What people take for relentless minimalism is a side effect of too much exposure to the reactor-cores of fashion. This has resulted in a remorseless paring-down of what she can and will wear. She is, literally, allergic to fashion. She can only tolerate things that could have been worn, to a general lack of comment, during any year between 1945 and 2000. She’s a design-free zone, a one-woman school of anti whose very austerity periodically threatens to spawn its own cult.”
In Coilhouse, Zo writes that, about the Cacye Pollard freedom of standardized clothing, a system in which "we fantasize about the ease with which we’d face each day, choosing only between a pant suit and a skirt suit with plain heels or boots, abandoning all other options in favor of utilitarian ease. Reading about Cayce Pollard’s minimal wardrobe in Gibson’s Pattern Recognition cemented this secret desire some years ago."
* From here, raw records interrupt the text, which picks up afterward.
PR #526, opened 2015-07-14
quick button-based solution for histogram page - Speed Up!

Aehrraid:
(issue: https://github.com/yasp-dota/yasp/issues/460)

For every histogram graph there is a button titled with "Duration", "Gold per Minute". The button is a toggle-button (just like filter above). The button becomes darker if toggled. Initially the duration graph is shown.

I could experience a third less loading time.. probably, because most of the graphs are "display:none" and not rendered therefore. Furthermore firefox instances do not show the "stop script" dialogue, because of reduced js-execution time.

Button title processing needs some improvement though. --> awkward redundant key 2 title transformation
There is also an issue concerning the initially shown duration-chart. If it is clicked, it collapses and reopens quickly. It should close though..


views/player/player_histograms.jade
```diff
@@ -10,12 +10,18 @@ block playercontent
           var histogramData = {};
         each val, key in player.aggData
           if key in histograms
+            - var collapsed = key != "duration"
```
howardc93: should use !==

views/player/player_histograms.jade
```diff
@@ -10,12 +10,18 @@ block playercontent
...
+            button.btn.btn-xs.btn-dark.toggle-button(data-toggle="collapse" data-target="#chart-histogram-container-"+key, aria-expanded=collapsed ? "false" : "true", style="margin-right: 2px", class=collapsed ? "collapsed" : "") #{key.split("_").map(function(s){ return s.charAt(0).toUpperCase() + s.slice(1)}).join(" ")}
+        each val, key in player.aggData
+          if key in histograms
             - var avg = val.sum/val.n
-            h3 #{key.split("_").map(function(s){ return s.charAt(0).toUpperCase() + s.slice(1)}).join(" ")} 
-              small (#{val.n} matches, <span data-format-seconds=#{avg} class=#{key in times ? "format-seconds" : ""}>#{(avg).toFixed(2)}</span> mean)
-            script.
-              histogramData["#{key}"] = !{JSON.stringify(player.aggData[key])};
-            div.histogram-chart(id="chart-histogram-"+key, data-histogram=key)
+            - var collapsed = key != "duration"
```
howardc93: !==

howardc93:
Thanks for this!  We've been looking for a solution to this problem.

Comments:
* I think it needs to be more immediately clear to the user what they need to do to get the histograms to show up.
* The toggled class isn't very obvious.  It's hard to tell which ones are enabled and which are not.  Perhaps making this obvious would also fix the first issue (maybe a checkbox, or opacity?)
* Trying to toggle "Duration" immediately doesn't work (requires a second click to get it to hide)

Aehrraid:
Thanks!

Regarding your ideas:
- We could enhance the toggle-buttons with check-marks.
- We could change the css-color a bit more. Youre right. Checkboxes might solve this aswell.
- I mentioned this above. But I don't see a quick fix for this. Maybe something like:
   - Collapse all graphs.
   - Simulate a .click() on one toggle-button. (This workarounds usually result in correct behaviour)

I found another very minor issue: Toggle-buttons are not operating when using enter or space while tabbing through.

howardc93:
I think the second workaround, the default behavior is then to be closed and then you can simulate clicks for the "default" ones that should show up.

Aehrraid:
Yes I did not point it out very clearly, but you fully understood, what I mean:
1. Collapse all graphs.
2. Toggle those graphs we want to show by default. (with mentioned simulation).

I did not mean to present 'collapse all graphs' as an independend solution. ;-)

Working on it!

howardc93:
Another possibility: Show only one histogram at a time (clicking a new button switches them out)

Aehrraid:
@howardc93:
>Another possibility: Show only one histogram at a time (clicking a new button switches them out)

As far as yasp.co remains a statistics page for deep-analytics of specialized unique data, I would say that this limits the users. If I want to compare win-by-duration and win-by-xpm, I would not be able to do so. I do not think that this is a good idea. Maybe test my solution. It works quite properly.

howardc93:
I still think the toggle could be more obvious, but otherwise it looks fine.

@albertcui should review.

views/player/player_histograms.jade
```diff
@@ -10,12 +10,18 @@ block playercontent
           var histogramData = {};
         each val, key in player.aggData
           if key in histograms
+            - var collapsed = true || key !== "duration"
```
howardc93: the || is unnecessary.

In fact the entire collapsed variable is now simply true.

Aehrraid: dead code. sorry

albertcui:
Love the change. Thanks for your contribution!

The everyday clothing of Steve Jobs could be considered a Cayce Pollard unit. It is minimal, efficient, and does not require one to think in the morning about what to wear when waking up. The story of Jobs' outfit is outlined in Walter Isaacson's biography of Steve Jobs.
On a trip to Japan in the early 1980s, Jobs asked Sony's chairman Akio Morita why everyone in the company's factories wore uniforms. He told Jobs that after the war, no one had any clothes, and companies like Sony had to give their workers something to wear each day. Over the years, the uniforms developed their own signatures styles, especially at companies such as Sony, and it became a way of bonding workers to the company. "I decided that I wanted that type of bonding for Apple," Jobs recalled.
Sony, with its appreciation for style, had gotten the famous designer Issey Miyake to create its uniform. It was a jacket made of rip-stop nylon with sleeves that could unzip to make it a vest. So Jobs called Issey Miyake and asked him to design a vest for Apple, Jobs recalled, "I came back with some samples and told everyone it would great if we would all wear these vests. Oh man, did I get booed off the stage. Everybody hated the idea."
In the process, however, he became friends with Miyake and would visit him regularly. He also came to like the idea of having a uniform for himself, both because of its daily convenience (the rationale he claimed) and its ability to convey a signature style. "So I asked Issey to make me some of his black turtlenecks that I liked, and he made me like a hundred of them." Jobs noticed my surprise when he told this story, so he showed them stacked up in the closet. "That's what I wear," he said. "I have enough to last for the rest of my life.
- Gibson, William. "Bitch", in Pattern Recognition. G. P. Putnam's Sons, 2003. p. 8.
- What’s Zo Wearing? Coilhouse. http://coilhouse.net/2007/11/culture-whats-zo-wearing-december-11-2007/ Published November 11, 2007. Accessed August 18, 2012.
- Excerpt from "Steve Jobs" by Walter Isaacson. Reprinted without permission.